Question

Suppose you drive to Delhi \[\left( {200{\text{ }}Km{\text{ }}away} \right)\]at \[400\dfrac{{km}}{{hr}}\] and return\[200\dfrac{{km}}{{hr}}\] . What is your average speed for the entire trip?
(A) \[less{\text{ }}than300\dfrac{{km}}{{hr}}\]
(B) $More{\text{ }}than300\dfrac{{km}}{{hr}}$
(C) \[0\]
(D) $300\dfrac{{km}}{{hr}}$

Answer 1

Hint:To solve this question,we are going to apply the concept of average velocity and it is given as average speed \[ = \] total distance traveled \[/\]total time taken.
We can also directly calculated by using the formula;
\[v = \dfrac{{2{v_1}{v_2}}}{{{v_1} + {v_2}}}\].

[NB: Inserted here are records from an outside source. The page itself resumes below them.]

Issue #351, opened 2018-07-26
`zapier upload` should give a meaningful error message when dev hasn't built


eliangcs:
Before a developer builds their project with `zapier build`, running `zapier upload` will just fail silently without any meaningful error messages.

![](https://cdn.zapier.com/storage/photos/5627b065d50eeeb49d6f1c95ba8c7076.png)

## What would you like to change?

If `./build/build.zip` doesn't exist, `zapier upload` should give a hint that they should run `zapier build` first or use `zapier push` command instead.

## Your Environment

* CLI Version (`zapier -v`): 7.1.0
* Operating System and version: Irrelevant

shaunc869:
Here here to that, ran into the same issue!

xavdid:
fixed in #408

PR #408, opened 2019-03-13
Add a better error message when uploading with a zip

stevelikesmusic:
## Description
When a dev attempts to `zapier upload` without having built the integration, we silently fail when trying to read the zip. 

Instead, we'll check to see if the zip exists, and then suggest running `zapier push` if we still need to build.

## Issue
#351

### DIFF
--- a/src/commands/upload.js
+++ b/src/commands/upload.js
@@ -1,15 +1,20 @@
+const colors = require('colors/safe');
 const constants = require('../constants');
 const utils = require('../utils');
 
-const upload = context => {
-  context.line('Preparing to upload a new version.\n');
-  return utils.upload().then(() => {
+const upload = async context => {
+  try {
+    context.line('Preparing to upload a new version.\n');
+    await utils.upload();
+
     context.line(
       `\nUpload of ${constants.BUILD_PATH} and ${
         constants.SOURCE_PATH
       } complete! Try \`zapier versions\` now!`
     );
-  });
+  } catch (error) {
+    context.line(`${colors.red('Problem uploading:')} ${error.message}`);
+  }
 };
 upload.argsSpec = [];
 upload.argOptsSpec = {};
--- a/src/entry.js
+++ b/src/entry.js
@@ -123,7 +123,7 @@ module.exports = argv => {
     process.exit(1);
   }
 
-  commandFunc.apply(commands, [context].concat(args)).catch(err => {
+  commandFunc(context, ...args).catch(err => {
     utils.endSpinner(false);
 
     if (DEBUG || global.argOpts.debug) {
--- a/src/utils/api.js
+++ b/src/utils/api.js
@@ -270,6 +270,13 @@ const upload = (zipPath, sourceZipPath, appDir) => {
 
   const fullZipPath = path.resolve(appDir, zipPath);
   const fullSourceZipPath = path.resolve(appDir, sourceZipPath);
+  const isMissingZip = !fs.existsSync(fullZipPath);
+
+  if (isMissingZip) {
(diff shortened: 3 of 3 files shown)


src/utils/api.js
```diff
@@ -270,6 +270,13 @@ const upload = (zipPath, sourceZipPath, appDir) => {
 
   const fullZipPath = path.resolve(appDir, zipPath);
   const fullSourceZipPath = path.resolve(appDir, sourceZipPath);
+  const isMissingZip = !fs.existsSync(fullZipPath);
+
+  if (isMissingZip) {
+    return Promise.reject(
+      new Error('Missing a built app. Trying running `zapier push`.')
```
stevelikesmusic: Alternatively, we could just `console.error` or `catch` this one level up and `context.line`. I'm in favor of more general error handling in `entry` where this ends up.

xavdid: I think I like that a little more, but it's not a blocker for me

src/commands/upload.js
```diff
@@ -3,13 +3,16 @@ const utils = require('../utils');
...
 const upload = context => {
   context.line('Preparing to upload a new version.\n');
-  return utils.upload().then(() => {
-    context.line(
-      `\nUpload of ${constants.BUILD_PATH} and ${
-        constants.SOURCE_PATH
-      } complete! Try \`zapier versions\` now!`
-    );
-  });
+  return utils
```
xavdid: while you're in here, do you mind converting this to `async`? we've been doing that with other commands as we go, which will eventually remove our dependence on babel.

stevelikesmusic: I can definitely do that! Curious though—what's preventing us from dropping babel now? If it's just waiting to convert to `async/await`, I would think we could run the CLI in node natively.

src/utils/api.js
stevelikesmusic: You're more in favor of `console.error` right here?

src/entry.js
```diff
@@ -123,7 +123,7 @@ module.exports = argv => {
     process.exit(1);
   }
 
-  commandFunc.apply(commands, [context].concat(args)).catch(err => {
+  commandFunc(context, ...args).catch(err => {
```
stevelikesmusic: Left this `.catch` so we didn't grab any unintended `Error`s here.

src/utils/api.js
```diff
@@ -270,6 +270,11 @@ const upload = (zipPath, sourceZipPath, appDir) => {
 
   const fullZipPath = path.resolve(appDir, zipPath);
   const fullSourceZipPath = path.resolve(appDir, sourceZipPath);
+  const isMissingZip = !fs.existsSync(fullZipPath);
+
+  if (isMissingZip) {
+    throw new Error('Missing a built app. Trying running `zapier push`.');
```
xavdid: Thinking about it, this is a little bit of an odd error message. I'd probably change it to "Try running `zapier build`", since push will have automatically run build and if they're seeing this message, it's because they're manually calling `upload` before `build`.

Also there's a typo: `Trying running`

src/entry.js
xavdid: i was worried about this change but it looks like it didn't need to be passing the command object before, so we're good!

src/utils/api.js
stevelikesmusic: Typos... 

My thought is if they're running `upload` without `build`, there's a disconnect with CLI commands. What if we at least say something like `You need to run zapier build first. Or you could run zapier push, which will build and upload in one command.`

xavdid: Love it!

Complete step by step answer:
Average speed of an object is the total distance covered by the object divided by the elapsed time to cover the distance.
Average speed \[ = \] total distance traveled \[/\]total time taken.
Given,
Distance to Delhi \[ = {\text{ }}200{\text{ }}km.\]
Let us take \[{d_1}\]is the distance covered by the object while going and \[{d_2}\] is the distance covered by the object while returning.
Speed while going to Delhi \[ = 400\dfrac{{km}}{{hr}}\], Speed while returning is \[ = 200\dfrac{{km}}{{hr}}\]
Let us take the time taken to cover distance \[{d_1}\] while going is \[{t_1}\] and returning distance of \[{d_2}\] is \[{t_2}\] then,
\[{t_1} = \dfrac{{distance}}{{speed}} = \dfrac{{200km}}{{\dfrac{{400km}}{{hr}}}} = \dfrac{1}{2}hr\], similarly
\[{t_2} = \dfrac{{200km}}{{\dfrac{{200km}}{{hr}}}} = 1hr\],
Then the average speed is given by \[v = \dfrac{{{d_1} + {d_2}}}{{{t_1} + {t_2}}}\], where \[{d_1}\]and \[{d_2}\] is the distance while going and returning respectively.
\[ \Rightarrow v = \dfrac{{(200 + 200)km}}{{(1 + 1/2)hr}} = \dfrac{{\dfrac{{800}}{3}km}}{{hr}}\]
\[ \Rightarrow v = \dfrac{{266.6km}}{{hr}}\]
Hence the answer is option \[\left( A \right)\]$lessthan300\dfrac{{km}}{{hr}}$

Note:Speed can be converted from km/hr to m/s by using
\[1km/hr = \dfrac{5}{{18}}m/s\].
${\text{Average speed}} = \dfrac{{{\text{total distance travelled}}}}{{{\text{total time taken}}}}$\[]\] whereas in
${\text{average velocity}} = \dfrac{{{\text{displacement}}}}{{{\text{time}}}}$
In this case average velocity is zero as displacement is zero. Average speed is also given by \[\dfrac{{{v_1} + {v_2}}}{2}\], This is used only when time takes for \[{d_1}\]and \[{d_2}\] is same.